第5話 暴走する列車の中で④

 連結部を覆っていた金属の壁は無くなって、連結部がむき出しになっていた。

 外にいた巨大な怪鳥達が連結部に出てきたソルトとイクシを狙って急降下して来たが、慌てずにソルトは持ってきた銃を構える。

 狙いは両目。

 動体視力の高い奇形種に銃を当てるのは本来なら用意ではないが、あちらから真っ直ぐ向かって来ている場合は別だ。ゆっくりと目を閉じて意識を集中させる。

 気の流れが手に取るように分かった。怪鳥の動き、速度、どうやって行動しようとしているのか。
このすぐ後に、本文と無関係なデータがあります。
PR #8026, opened 2018-03-13
sh_do_test: Export LIBEXT

wilzbach:
Define `LIBEXT` and `OBJ` once instead of redefining it over and over again.

CC @marler8997 @CyberShadow

### DIFF
--- a/test/compilable/test6461.sh
+++ b/test/compilable/test6461.sh
@@ -3,12 +3,6 @@
 dir=${RESULTS_DIR}/compilable
 src=compilable/extra-files/${TEST_NAME}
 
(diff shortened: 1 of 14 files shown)


marler8997 (approved):

wilzbach:
> Do we need shared library extensions as well?

It's currently not used by any bash script. Of course, if there's demand it could be easily added, but I believe in the "on demand" strategy for creating global variables.

There are a few more variables that I would like to add, but I will add them incrementally over other PRs to keep the scope minimal and make it easier to review.

jacob-carlborg (approved):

 水の中、水面に波紋を立てずに手をつける。そんな静けさをイメージしながら、目を開きつつ引き金にかけた指をひく。乾いた発砲音とともに破裂する怪鳥の 右目、続けざまに左目にも銃弾を叩きこみ、次の標的に銃を向けてそれを繰り返す。


「本当におぼっちゃまだとは思えない銃さばきだな」


 間をおかずソルトは即答した。


「父の知り合いに教わったんです」


「そいつも銃が得意だったのか」


 引き金を引く動きが少しだけ止まった。目を細めて小さく口を開く。


「その人自身は銃よりも剣の方が得意ですね」


「剣、奇形種相手に剣とは豪気だな。坊主は利口そうだもんな」


 ソルトは銃に弾を補填しながら言い淀む。


「それも無いとはいいませんが、単に好きじゃないんです。切った感覚が直に伝わってきますので」


 紅いべレッタの温度の無い感触を確かめるように握って言葉を続ける。


「言い方は悪いですが、銃はただ撃つだけです。そこには命を奪っているという実感がないでしょう」


 銃を構えて、怪鳥の頭に狙いを合わせる。短調に、機械的に発砲を続ける。


「ゲームの敵を倒すように無感情で撃ち続けられる。だから選んだんです」


 てっきり怪訝な顔をされると思ったが、意に反してイクシは声を立てて笑った。

 鈍い音がして、連結部と連結部の間が開く。連結部を切り離すのに数分もかかっていない。道具は使わず、力だけで引きちぎったらしく、離れて行く連結部の 先は異物な形にひしゃげていた。引っ張る車体を無くした先頭車両が速度を上げてつっぱしっていくのを見ながら、イクシはきょとんとする青年の頭をわしわし と撫でた。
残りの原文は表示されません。